══ Supplied material ══

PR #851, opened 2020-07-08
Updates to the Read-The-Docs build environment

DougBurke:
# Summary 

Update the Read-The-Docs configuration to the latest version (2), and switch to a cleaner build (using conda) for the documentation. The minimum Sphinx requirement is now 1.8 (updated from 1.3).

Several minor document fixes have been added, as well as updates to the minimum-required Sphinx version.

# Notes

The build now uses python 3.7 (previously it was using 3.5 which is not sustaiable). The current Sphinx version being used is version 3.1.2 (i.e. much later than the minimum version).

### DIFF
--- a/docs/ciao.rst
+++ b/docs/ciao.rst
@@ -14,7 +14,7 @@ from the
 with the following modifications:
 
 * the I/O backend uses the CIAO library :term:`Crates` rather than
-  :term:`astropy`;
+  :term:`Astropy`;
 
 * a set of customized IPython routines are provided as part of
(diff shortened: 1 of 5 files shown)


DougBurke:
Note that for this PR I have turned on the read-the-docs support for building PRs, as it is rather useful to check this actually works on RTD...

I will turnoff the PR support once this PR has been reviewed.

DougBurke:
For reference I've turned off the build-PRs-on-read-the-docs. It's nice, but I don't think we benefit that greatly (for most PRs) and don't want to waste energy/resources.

═══

Problem requirements =>
The data given above must be transcribed exactly and completely.

Exercise solution =>
PR #851, opened 2020-07-08
Updates to the Read-The-Docs build environment

DougBurke:
# Summary 

Update the Read-The-Docs configuration to the latest version (2), and switch to a cleaner build (using conda) for the documentation. The minimum Sphinx requirement is now 1.8 (updated from 1.3).

Several minor document fixes have been added, as well as updates to the minimum-required Sphinx version.

# Notes

The build now uses python 3.7 (previously it was using 3.5 which is not sustaiable). The current Sphinx version being used is version 3.1.2 (i.e. much later than the minimum version).

### DIFF
--- a/docs/ciao.rst
+++ b/docs/ciao.rst
@@ -14,7 +14,7 @@ from the
 with the following modifications:
 
 * the I/O backend uses the CIAO library :term:`Crates` rather than
-  :term:`astropy`;
+  :term:`Astropy`;
 
 * a set of customized IPython routines are provided as part of
(diff shortened: 1 of 5 files shown)


DougBurke:
Note that for this PR I have turned on the read-the-docs support for building PRs, as it is rather useful to check this actually works on RTD...

I will turnoff the PR support once this PR has been reviewed.

DougBurke:
For reference I've turned off the build-PRs-on-read-the-docs. It's nice, but I don't think we benefit that greatly (for most PRs) and don't want to waste energy/resources.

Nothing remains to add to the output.